Problem statement:
Could you return the data below exactly as it appears?

Source information:
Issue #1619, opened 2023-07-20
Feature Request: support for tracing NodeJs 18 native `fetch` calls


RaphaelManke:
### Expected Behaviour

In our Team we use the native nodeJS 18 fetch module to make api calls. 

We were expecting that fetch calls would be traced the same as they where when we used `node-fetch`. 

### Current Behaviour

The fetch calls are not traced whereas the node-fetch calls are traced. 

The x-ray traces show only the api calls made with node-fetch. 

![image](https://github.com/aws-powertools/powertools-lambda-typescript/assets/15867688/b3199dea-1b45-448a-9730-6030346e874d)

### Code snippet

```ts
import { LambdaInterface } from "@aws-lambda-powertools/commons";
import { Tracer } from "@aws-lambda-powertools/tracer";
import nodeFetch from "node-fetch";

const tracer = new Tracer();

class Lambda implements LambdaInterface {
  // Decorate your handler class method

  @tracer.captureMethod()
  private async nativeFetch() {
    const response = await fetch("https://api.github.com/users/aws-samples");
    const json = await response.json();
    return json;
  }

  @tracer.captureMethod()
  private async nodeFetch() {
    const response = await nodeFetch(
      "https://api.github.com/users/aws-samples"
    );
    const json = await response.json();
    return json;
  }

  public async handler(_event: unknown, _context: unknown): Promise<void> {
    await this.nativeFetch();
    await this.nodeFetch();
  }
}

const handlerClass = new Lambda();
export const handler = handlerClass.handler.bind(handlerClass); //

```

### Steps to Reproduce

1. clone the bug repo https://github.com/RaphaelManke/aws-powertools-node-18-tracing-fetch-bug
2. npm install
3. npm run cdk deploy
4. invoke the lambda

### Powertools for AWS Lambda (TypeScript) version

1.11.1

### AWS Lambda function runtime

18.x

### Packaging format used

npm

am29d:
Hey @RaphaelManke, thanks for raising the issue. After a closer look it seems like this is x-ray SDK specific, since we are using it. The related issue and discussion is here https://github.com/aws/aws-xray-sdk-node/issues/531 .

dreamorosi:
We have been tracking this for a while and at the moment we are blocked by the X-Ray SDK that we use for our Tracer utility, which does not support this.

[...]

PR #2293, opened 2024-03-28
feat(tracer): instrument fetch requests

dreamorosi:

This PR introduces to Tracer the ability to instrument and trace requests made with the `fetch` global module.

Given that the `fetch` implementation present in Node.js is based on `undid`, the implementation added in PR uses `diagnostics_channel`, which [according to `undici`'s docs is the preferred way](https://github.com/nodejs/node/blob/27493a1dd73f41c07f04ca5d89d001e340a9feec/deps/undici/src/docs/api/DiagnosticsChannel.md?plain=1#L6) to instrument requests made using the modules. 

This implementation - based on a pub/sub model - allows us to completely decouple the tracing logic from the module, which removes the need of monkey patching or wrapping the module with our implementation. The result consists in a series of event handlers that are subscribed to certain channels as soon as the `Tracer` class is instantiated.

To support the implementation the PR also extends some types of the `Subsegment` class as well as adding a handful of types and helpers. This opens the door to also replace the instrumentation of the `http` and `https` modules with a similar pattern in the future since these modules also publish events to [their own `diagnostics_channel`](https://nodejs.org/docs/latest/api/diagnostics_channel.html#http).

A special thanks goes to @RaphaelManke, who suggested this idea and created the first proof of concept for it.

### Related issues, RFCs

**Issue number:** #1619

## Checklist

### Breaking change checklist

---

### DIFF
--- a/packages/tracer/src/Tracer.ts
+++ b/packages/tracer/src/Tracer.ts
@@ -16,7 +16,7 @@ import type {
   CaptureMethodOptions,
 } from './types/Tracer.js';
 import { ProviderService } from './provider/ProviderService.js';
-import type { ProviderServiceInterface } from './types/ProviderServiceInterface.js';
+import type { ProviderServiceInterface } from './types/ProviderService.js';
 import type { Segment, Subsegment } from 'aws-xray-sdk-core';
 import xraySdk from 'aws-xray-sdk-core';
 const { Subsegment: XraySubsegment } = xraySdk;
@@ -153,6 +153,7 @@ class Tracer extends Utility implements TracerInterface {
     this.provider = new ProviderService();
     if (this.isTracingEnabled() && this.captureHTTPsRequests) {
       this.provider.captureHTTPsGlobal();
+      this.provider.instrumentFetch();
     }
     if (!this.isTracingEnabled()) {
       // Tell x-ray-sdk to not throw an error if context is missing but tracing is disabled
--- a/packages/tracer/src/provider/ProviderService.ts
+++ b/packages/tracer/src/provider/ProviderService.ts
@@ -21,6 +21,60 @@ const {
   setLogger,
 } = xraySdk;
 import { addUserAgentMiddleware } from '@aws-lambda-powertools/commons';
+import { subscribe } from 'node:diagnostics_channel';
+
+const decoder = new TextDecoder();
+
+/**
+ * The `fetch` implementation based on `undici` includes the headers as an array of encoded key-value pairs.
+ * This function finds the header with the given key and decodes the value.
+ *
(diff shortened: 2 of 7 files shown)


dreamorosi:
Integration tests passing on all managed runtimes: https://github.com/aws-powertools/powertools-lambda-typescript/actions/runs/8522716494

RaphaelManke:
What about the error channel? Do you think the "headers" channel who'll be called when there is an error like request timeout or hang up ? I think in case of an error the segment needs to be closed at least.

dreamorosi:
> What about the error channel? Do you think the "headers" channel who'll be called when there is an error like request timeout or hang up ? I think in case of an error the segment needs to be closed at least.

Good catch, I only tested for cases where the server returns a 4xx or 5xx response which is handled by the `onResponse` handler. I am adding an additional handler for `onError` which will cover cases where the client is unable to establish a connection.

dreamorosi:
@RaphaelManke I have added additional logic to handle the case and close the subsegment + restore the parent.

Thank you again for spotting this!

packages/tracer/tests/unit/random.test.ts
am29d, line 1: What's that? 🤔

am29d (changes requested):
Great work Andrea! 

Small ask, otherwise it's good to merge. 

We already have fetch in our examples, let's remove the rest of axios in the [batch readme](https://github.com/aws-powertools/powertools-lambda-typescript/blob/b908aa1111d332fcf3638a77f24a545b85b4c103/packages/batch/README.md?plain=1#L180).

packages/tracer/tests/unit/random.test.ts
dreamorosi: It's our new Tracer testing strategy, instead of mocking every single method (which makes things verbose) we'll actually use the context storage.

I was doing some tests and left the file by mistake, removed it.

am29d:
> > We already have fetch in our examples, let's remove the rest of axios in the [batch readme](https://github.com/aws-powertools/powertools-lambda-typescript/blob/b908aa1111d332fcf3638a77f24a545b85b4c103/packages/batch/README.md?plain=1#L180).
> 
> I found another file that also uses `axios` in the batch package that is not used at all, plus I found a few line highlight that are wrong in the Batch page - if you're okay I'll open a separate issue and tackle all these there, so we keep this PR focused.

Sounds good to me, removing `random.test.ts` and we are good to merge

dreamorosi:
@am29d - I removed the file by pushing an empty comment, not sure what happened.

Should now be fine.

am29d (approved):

Written response:
Issue #1619, opened 2023-07-20
Feature Request: support for tracing NodeJs 18 native `fetch` calls


RaphaelManke:
### Expected Behaviour

In our Team we use the native nodeJS 18 fetch module to make api calls. 

We were expecting that fetch calls would be traced the same as they where when we used `node-fetch`. 

### Current Behaviour

The fetch calls are not traced whereas the node-fetch calls are traced. 

The x-ray traces show only the api calls made with node-fetch. 

![image](https://github.com/aws-powertools/powertools-lambda-typescript/assets/15867688/b3199dea-1b45-448a-9730-6030346e874d)

### Code snippet

```ts
import { LambdaInterface } from "@aws-lambda-powertools/commons";
import { Tracer } from "@aws-lambda-powertools/tracer";
import nodeFetch from "node-fetch";

const tracer = new Tracer();

class Lambda implements LambdaInterface {
  // Decorate your handler class method

  @tracer.captureMethod()
  private async nativeFetch() {
    const response = await fetch("https://api.github.com/users/aws-samples");
    const json = await response.json();
    return json;
  }

  @tracer.captureMethod()
  private async nodeFetch() {
    const response = await nodeFetch(
      "https://api.github.com/users/aws-samples"
    );
    const json = await response.json();
    return json;
  }

  public async handler(_event: unknown, _context: unknown): Promise<void> {
    await this.nativeFetch();
    await this.nodeFetch();
  }
}

const handlerClass = new Lambda();
export const handler = handlerClass.handler.bind(handlerClass); //

```

### Steps to Reproduce

1. clone the bug repo https://github.com/RaphaelManke/aws-powertools-node-18-tracing-fetch-bug
2. npm install
3. npm run cdk deploy
4. invoke the lambda

### Powertools for AWS Lambda (TypeScript) version

1.11.1

### AWS Lambda function runtime

18.x

### Packaging format used

npm

am29d:
Hey @RaphaelManke, thanks for raising the issue. After a closer look it seems like this is x-ray SDK specific, since we are using it. The related issue and discussion is here https://github.com/aws/aws-xray-sdk-node/issues/531 .

dreamorosi:
We have been tracking this for a while and at the moment we are blocked by the X-Ray SDK that we use for our Tracer utility, which does not support this.

[...]

PR #2293, opened 2024-03-28
feat(tracer): instrument fetch requests

dreamorosi:

This PR introduces to Tracer the ability to instrument and trace requests made with the `fetch` global module.

Given that the `fetch` implementation present in Node.js is based on `undid`, the implementation added in PR uses `diagnostics_channel`, which [according to `undici`'s docs is the preferred way](https://github.com/nodejs/node/blob/27493a1dd73f41c07f04ca5d89d001e340a9feec/deps/undici/src/docs/api/DiagnosticsChannel.md?plain=1#L6) to instrument requests made using the modules. 

This implementation - based on a pub/sub model - allows us to completely decouple the tracing logic from the module, which removes the need of monkey patching or wrapping the module with our implementation. The result consists in a series of event handlers that are subscribed to certain channels as soon as the `Tracer` class is instantiated.

To support the implementation the PR also extends some types of the `Subsegment` class as well as adding a handful of types and helpers. This opens the door to also replace the instrumentation of the `http` and `https` modules with a similar pattern in the future since these modules also publish events to [their own `diagnostics_channel`](https://nodejs.org/docs/latest/api/diagnostics_channel.html#http).

A special thanks goes to @RaphaelManke, who suggested this idea and created the first proof of concept for it.

### Related issues, RFCs

**Issue number:** #1619

## Checklist

### Breaking change checklist

---

### DIFF
--- a/packages/tracer/src/Tracer.ts
+++ b/packages/tracer/src/Tracer.ts
@@ -16,7 +16,7 @@ import type {
   CaptureMethodOptions,
 } from './types/Tracer.js';
 import { ProviderService } from './provider/ProviderService.js';
-import type { ProviderServiceInterface } from './types/ProviderServiceInterface.js';
+import type { ProviderServiceInterface } from './types/ProviderService.js';
 import type { Segment, Subsegment } from 'aws-xray-sdk-core';
 import xraySdk from 'aws-xray-sdk-core';
 const { Subsegment: XraySubsegment } = xraySdk;
@@ -153,6 +153,7 @@ class Tracer extends Utility implements TracerInterface {
     this.provider = new ProviderService();
     if (this.isTracingEnabled() && this.captureHTTPsRequests) {
       this.provider.captureHTTPsGlobal();
+      this.provider.instrumentFetch();
     }
     if (!this.isTracingEnabled()) {
       // Tell x-ray-sdk to not throw an error if context is missing but tracing is disabled
--- a/packages/tracer/src/provider/ProviderService.ts
+++ b/packages/tracer/src/provider/ProviderService.ts
@@ -21,6 +21,60 @@ const {
   setLogger,
 } = xraySdk;
 import { addUserAgentMiddleware } from '@aws-lambda-powertools/commons';
+import { subscribe } from 'node:diagnostics_channel';
+
+const decoder = new TextDecoder();
+
+/**
+ * The `fetch` implementation based on `undici` includes the headers as an array of encoded key-value pairs.
+ * This function finds the header with the given key and decodes the value.
+ *
(diff shortened: 2 of 7 files shown)


dreamorosi:
Integration tests passing on all managed runtimes: https://github.com/aws-powertools/powertools-lambda-typescript/actions/runs/8522716494

RaphaelManke:
What about the error channel? Do you think the "headers" channel who'll be called when there is an error like request timeout or hang up ? I think in case of an error the segment needs to be closed at least.

dreamorosi:
> What about the error channel? Do you think the "headers" channel who'll be called when there is an error like request timeout or hang up ? I think in case of an error the segment needs to be closed at least.

Good catch, I only tested for cases where the server returns a 4xx or 5xx response which is handled by the `onResponse` handler. I am adding an additional handler for `onError` which will cover cases where the client is unable to establish a connection.

dreamorosi:
@RaphaelManke I have added additional logic to handle the case and close the subsegment + restore the parent.

Thank you again for spotting this!

packages/tracer/tests/unit/random.test.ts
am29d, line 1: What's that? 🤔

am29d (changes requested):
Great work Andrea! 

Small ask, otherwise it's good to merge. 

We already have fetch in our examples, let's remove the rest of axios in the [batch readme](https://github.com/aws-powertools/powertools-lambda-typescript/blob/b908aa1111d332fcf3638a77f24a545b85b4c103/packages/batch/README.md?plain=1#L180).

packages/tracer/tests/unit/random.test.ts
dreamorosi: It's our new Tracer testing strategy, instead of mocking every single method (which makes things verbose) we'll actually use the context storage.

I was doing some tests and left the file by mistake, removed it.

am29d:
> > We already have fetch in our examples, let's remove the rest of axios in the [batch readme](https://github.com/aws-powertools/powertools-lambda-typescript/blob/b908aa1111d332fcf3638a77f24a545b85b4c103/packages/batch/README.md?plain=1#L180).
> 
> I found another file that also uses `axios` in the batch package that is not used at all, plus I found a few line highlight that are wrong in the Batch page - if you're okay I'll open a separate issue and tackle all these there, so we keep this PR focused.

Sounds good to me, removing `random.test.ts` and we are good to merge

dreamorosi:
@am29d - I removed the file by pushing an empty comment, not sure what happened.

Should now be fine.

am29d (approved):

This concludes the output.